I would at least make an attempt or say that you did. Do not call out the night before. I think because the call out is weather related, you would be safe, this time.


----------



## Zxy123456 (Mar 13, 2021)

If you are on a final for attendance issues then I would make every effort to be there. Call out if you really have to but, prepared to possibly loose your job over it. Not trying to mean just stating facts. In the case of a blizzard maybe store won’t even open.


----------



## Xanatos (Mar 14, 2021)

If they almost fire you for something and then you do it again, be prepared to get fired. It’s not a guarantee, but it seems likely.


----------



## LAS14 (Mar 14, 2021)

I'm so sorry you're in this situation. Im sure if you speak to hr and let them know that the roads are blocked or going to be blocked due to the extreme weather they will understand.
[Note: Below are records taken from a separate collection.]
PR #1235, opened 2021-01-06
Respect 'no_script_name' for EAD URLs, refs #13456

djjuhasz:
- Use symfony web routing to generate resource URL when in web request
  context
- In cli and worker contexts, build resource URL using siteBaseUrl
  setting
- Include "index.php" script name when generating the <eadid @url> only
  when production environment "no_script_name" value is not true
- Create qubitConfiguration::getConfigForEnvironment() method to get
  qubit configuration values outside current context
- Use new method to get "no_script_name" setting for prod environment
  when generating a resource URL in cli or worker context

### DIFF
--- a/apps/qubit/config/qubitConfiguration.class.php
+++ b/apps/qubit/config/qubitConfiguration.class.php
@@ -118,4 +118,45 @@ class qubitConfiguration extends sfApplicationConfiguration
 
     $this->setWebDir($path);
   }
+
+  /**
+   * Get a config variable from an application config file (YAML) for a specific
+   * environment (e.g. "prod", "dev", "cli")
+   *
+   * N.B. to get a config variable for the current context/environment, use
+   * sfConfing::get() instead!
+   *
+   * @param string $varname config variable name
+   * @param string $env Environment name (e.g. 'prod', 'cli')
+   * @param string $configFile config file to check (e.g. 'config/settings.yml')
+   *
+   * @return string|null config value or null if variable is not set
+   */
+  public static function getConfigForEnvironment($varname, $env, $configFile)
+  {
+    // Parse the YAML data to an array
+    $config = sfSimpleYamlConfigHandler::getConfiguration(
+      sfContext::getInstance()
+        ->getConfiguration()
+        ->getConfigPaths($configFile)
+    );
+
+    // The settings.yml file requires an intermediate '.settings' key for
+    // some reason :-/
+    if (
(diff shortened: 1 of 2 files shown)


plugins/sfEadPlugin/lib/sfEadPlugin.class.php
```diff
@@ -197,22 +197,59 @@ public function renderEadId()
...
+      $url = rtrim($this->siteBaseUrl, " \n\r\t\v\0/");
+
+      // Get the "no_script_name" config for the "prod" environment
+      $noScriptName = qubitConfiguration::getConfigForEnvironment(
+        'no_script_name', 'prod', 'config/settings.yml'
+      );
+
+      // Add 'index.php' to the URL when "no_script_name" is not true in
+      // production
+      if (null === $noScriptName || !$noScriptName)
```
mcantelon: Nitpick: could use `empty()` to check.

apps/qubit/config/qubitConfiguration.class.php
```diff
@@ -118,4 +118,45 @@ public function setRootDir($path)
...
+  public static function getConfigForEnvironment($varname, $env, $configFile)
+  {
+    // Parse the YAML data to an array
+    $config = sfSimpleYamlConfigHandler::getConfiguration(
+      sfContext::getInstance()
+        ->getConfiguration()
+        ->getConfigPaths($configFile)
+    );
+
+    // The settings.yml file requires an intermediate '.settings' key for
```
mcantelon, line 144: Good ol' Symfony magic. ;)

mcantelon (approved):
Nicely done! One nitpick but looks good. 👍

mcantelon:
(One more nitpick: commit header line doesn't include Redmine issue.)

plugins/sfEadPlugin/lib/sfEadPlugin.class.php
djjuhasz: Nice! I didn't realize empty() would handle an unset variable without complaint. 😎

apps/qubit/config/qubitConfiguration.class.php
djjuhasz: hehe, yep 🧙

djjuhasz:
@mcantelon I've fixed the commit summary in my second commit.  I'll squash both commits and use the 2nd commit summary when I merge the branch.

My advice, call hr and explain your situation.


----------



## Ashfromoldsite (Mar 14, 2021)

It depends on if your final warning is for attendance Or something else.


----------



## jackandcat (Mar 16, 2021)

If you were to get fired for "refusing" to come in during an abnormally extreme blizzard situation (like what happened the past few days in parts of Wyoming and Colorado), you might have grounds for challenging them if you pursue an unemployment claim. Just keep a few screen prints of three or four local news stories about extremely inclement weather on the days you can't come in. Obviously, if you can safely make it in to work that is a preferable situation.


----------



## Fix It (Mar 25, 2021)

Stop calling out?


----------